For the word "freeDSO", state how many lines of the records include it, with no other text.
#### Material supplied ####
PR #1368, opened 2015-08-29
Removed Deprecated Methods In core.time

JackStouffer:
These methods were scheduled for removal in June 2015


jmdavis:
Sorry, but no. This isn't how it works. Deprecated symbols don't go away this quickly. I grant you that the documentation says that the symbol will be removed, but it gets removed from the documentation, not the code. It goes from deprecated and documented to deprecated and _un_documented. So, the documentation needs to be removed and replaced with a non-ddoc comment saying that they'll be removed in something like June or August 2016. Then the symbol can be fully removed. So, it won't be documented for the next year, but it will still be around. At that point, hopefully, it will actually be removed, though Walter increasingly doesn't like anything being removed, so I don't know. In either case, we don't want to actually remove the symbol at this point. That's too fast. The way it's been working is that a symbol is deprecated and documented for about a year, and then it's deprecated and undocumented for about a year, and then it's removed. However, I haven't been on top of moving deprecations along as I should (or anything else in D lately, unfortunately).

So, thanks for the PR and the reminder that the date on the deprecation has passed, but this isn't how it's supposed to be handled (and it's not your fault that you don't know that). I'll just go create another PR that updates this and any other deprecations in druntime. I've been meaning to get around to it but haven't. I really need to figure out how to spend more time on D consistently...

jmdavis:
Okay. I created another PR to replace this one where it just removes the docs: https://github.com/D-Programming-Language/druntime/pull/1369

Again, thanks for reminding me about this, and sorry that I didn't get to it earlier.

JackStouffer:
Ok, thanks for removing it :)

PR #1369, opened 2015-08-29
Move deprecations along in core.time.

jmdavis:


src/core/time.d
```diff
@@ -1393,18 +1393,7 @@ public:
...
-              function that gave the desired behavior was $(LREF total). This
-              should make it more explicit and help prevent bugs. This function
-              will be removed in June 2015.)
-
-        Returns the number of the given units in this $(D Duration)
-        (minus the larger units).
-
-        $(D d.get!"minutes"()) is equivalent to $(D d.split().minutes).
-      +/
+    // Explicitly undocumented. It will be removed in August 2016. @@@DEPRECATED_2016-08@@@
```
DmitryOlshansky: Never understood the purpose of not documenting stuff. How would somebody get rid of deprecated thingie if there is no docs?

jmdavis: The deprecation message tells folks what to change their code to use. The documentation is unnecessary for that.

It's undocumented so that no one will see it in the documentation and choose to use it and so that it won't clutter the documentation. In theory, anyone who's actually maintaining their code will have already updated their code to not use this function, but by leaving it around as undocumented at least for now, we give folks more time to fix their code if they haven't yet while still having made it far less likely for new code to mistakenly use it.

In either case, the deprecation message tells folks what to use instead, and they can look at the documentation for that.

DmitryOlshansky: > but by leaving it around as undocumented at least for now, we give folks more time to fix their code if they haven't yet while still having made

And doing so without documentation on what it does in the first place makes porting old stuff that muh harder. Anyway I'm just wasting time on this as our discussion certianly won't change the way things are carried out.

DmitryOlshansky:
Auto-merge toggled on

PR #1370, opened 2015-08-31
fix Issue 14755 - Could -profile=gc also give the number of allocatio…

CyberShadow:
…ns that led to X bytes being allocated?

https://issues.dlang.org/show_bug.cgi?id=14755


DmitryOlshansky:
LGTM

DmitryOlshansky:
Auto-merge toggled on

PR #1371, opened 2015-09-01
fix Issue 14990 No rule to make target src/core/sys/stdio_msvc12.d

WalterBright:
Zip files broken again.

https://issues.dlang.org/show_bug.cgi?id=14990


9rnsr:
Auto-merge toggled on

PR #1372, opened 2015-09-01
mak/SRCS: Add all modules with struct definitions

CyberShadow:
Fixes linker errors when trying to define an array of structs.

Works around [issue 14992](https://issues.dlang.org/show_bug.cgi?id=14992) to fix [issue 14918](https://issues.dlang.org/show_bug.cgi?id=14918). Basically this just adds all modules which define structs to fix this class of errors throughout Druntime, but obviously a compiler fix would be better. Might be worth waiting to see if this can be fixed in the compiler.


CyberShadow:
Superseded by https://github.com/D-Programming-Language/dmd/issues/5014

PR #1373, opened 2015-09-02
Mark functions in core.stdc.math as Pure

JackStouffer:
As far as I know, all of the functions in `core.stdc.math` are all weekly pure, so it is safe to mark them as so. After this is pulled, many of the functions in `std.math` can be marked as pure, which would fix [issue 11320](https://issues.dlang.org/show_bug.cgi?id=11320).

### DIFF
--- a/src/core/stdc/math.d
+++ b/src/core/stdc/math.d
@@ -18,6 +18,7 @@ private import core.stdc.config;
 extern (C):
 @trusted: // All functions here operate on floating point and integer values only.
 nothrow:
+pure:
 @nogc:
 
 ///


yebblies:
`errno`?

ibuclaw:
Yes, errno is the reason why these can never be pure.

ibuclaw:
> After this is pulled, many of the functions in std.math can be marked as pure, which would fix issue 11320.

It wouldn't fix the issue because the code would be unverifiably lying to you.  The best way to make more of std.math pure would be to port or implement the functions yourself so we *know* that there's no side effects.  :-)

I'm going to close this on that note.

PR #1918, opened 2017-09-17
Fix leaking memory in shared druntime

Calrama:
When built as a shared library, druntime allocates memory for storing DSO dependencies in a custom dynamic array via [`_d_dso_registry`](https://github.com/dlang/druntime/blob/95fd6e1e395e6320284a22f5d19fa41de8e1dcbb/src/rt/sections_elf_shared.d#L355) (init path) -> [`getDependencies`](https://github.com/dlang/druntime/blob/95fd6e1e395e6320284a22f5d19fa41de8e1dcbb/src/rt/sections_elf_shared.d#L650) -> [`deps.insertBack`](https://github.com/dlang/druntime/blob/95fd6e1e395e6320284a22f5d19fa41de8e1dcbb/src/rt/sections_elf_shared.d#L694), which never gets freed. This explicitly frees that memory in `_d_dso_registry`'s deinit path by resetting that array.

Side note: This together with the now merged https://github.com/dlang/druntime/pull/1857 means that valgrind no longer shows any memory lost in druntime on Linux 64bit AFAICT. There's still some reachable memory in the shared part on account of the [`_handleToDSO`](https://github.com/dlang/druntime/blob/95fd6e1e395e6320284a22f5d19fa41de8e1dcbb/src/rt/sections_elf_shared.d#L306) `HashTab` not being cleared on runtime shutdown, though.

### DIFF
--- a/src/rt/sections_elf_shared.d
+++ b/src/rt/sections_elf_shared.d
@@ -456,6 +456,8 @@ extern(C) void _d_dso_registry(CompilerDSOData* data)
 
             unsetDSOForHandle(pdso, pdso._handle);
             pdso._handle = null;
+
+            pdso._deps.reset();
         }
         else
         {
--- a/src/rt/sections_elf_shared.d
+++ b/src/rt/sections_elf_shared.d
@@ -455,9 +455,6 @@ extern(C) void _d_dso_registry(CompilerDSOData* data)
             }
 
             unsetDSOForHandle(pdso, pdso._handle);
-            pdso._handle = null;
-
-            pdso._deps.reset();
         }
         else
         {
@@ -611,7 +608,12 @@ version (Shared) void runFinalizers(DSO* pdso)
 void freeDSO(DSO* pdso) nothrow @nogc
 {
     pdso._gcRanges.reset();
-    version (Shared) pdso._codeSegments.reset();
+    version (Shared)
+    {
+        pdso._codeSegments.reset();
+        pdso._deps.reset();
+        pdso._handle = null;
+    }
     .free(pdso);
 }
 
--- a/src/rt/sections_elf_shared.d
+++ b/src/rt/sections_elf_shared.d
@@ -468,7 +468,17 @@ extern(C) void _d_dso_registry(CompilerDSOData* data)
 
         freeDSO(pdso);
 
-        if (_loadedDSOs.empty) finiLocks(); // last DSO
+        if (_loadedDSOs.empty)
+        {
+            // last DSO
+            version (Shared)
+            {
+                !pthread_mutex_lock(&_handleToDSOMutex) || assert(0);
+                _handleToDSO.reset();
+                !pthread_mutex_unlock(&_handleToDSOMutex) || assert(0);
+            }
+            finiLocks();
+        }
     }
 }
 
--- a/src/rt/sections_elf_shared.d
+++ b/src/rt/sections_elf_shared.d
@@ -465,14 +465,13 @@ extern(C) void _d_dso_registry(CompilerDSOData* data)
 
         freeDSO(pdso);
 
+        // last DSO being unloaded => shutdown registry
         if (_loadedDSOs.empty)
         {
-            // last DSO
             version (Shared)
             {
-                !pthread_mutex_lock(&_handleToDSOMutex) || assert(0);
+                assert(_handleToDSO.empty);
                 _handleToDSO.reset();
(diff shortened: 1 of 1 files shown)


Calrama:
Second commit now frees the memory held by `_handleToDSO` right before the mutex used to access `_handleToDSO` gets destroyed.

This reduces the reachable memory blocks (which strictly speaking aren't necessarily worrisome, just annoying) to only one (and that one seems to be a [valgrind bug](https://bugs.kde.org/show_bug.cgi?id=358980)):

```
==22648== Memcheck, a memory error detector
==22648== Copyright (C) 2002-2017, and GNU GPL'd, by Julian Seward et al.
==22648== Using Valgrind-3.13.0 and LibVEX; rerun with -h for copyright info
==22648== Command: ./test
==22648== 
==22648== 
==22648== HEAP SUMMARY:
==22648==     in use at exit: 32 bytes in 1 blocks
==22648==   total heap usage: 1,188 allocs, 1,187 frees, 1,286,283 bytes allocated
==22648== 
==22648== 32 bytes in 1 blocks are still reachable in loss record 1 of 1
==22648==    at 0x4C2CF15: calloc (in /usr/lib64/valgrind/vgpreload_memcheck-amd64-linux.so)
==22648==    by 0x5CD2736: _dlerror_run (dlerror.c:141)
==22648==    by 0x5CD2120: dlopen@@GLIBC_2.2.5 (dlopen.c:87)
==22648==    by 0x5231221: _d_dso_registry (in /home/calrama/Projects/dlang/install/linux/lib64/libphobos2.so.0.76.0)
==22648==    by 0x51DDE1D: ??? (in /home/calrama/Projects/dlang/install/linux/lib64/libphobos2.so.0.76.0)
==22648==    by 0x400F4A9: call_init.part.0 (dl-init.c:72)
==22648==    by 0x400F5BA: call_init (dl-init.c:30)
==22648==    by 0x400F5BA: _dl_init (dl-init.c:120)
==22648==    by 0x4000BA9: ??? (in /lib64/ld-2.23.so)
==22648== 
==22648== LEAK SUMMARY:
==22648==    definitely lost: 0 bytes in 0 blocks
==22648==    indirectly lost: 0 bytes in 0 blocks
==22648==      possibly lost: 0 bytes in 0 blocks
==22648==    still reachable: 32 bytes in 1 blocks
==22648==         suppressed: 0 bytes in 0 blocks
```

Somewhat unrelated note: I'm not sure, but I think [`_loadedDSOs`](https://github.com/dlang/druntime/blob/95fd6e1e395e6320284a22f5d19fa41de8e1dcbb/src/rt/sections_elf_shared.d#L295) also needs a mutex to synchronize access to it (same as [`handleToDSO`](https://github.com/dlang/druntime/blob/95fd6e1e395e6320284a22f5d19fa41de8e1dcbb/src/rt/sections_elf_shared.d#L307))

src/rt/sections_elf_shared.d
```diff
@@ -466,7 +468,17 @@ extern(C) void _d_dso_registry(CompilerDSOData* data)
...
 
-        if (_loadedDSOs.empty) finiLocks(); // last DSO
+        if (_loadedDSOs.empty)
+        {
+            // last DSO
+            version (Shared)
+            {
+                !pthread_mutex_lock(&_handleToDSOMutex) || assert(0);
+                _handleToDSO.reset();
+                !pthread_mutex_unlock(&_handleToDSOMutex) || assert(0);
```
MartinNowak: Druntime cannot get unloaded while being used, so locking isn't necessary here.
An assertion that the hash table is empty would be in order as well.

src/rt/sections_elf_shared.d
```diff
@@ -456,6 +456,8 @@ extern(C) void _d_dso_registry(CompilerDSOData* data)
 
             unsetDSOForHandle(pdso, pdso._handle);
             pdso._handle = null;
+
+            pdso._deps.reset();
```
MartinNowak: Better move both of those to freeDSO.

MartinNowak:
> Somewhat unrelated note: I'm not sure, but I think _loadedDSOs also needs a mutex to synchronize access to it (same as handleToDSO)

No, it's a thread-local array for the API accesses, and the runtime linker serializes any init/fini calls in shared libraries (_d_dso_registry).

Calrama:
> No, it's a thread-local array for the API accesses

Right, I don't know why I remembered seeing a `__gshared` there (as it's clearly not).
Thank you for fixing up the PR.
####
Exercise response: 4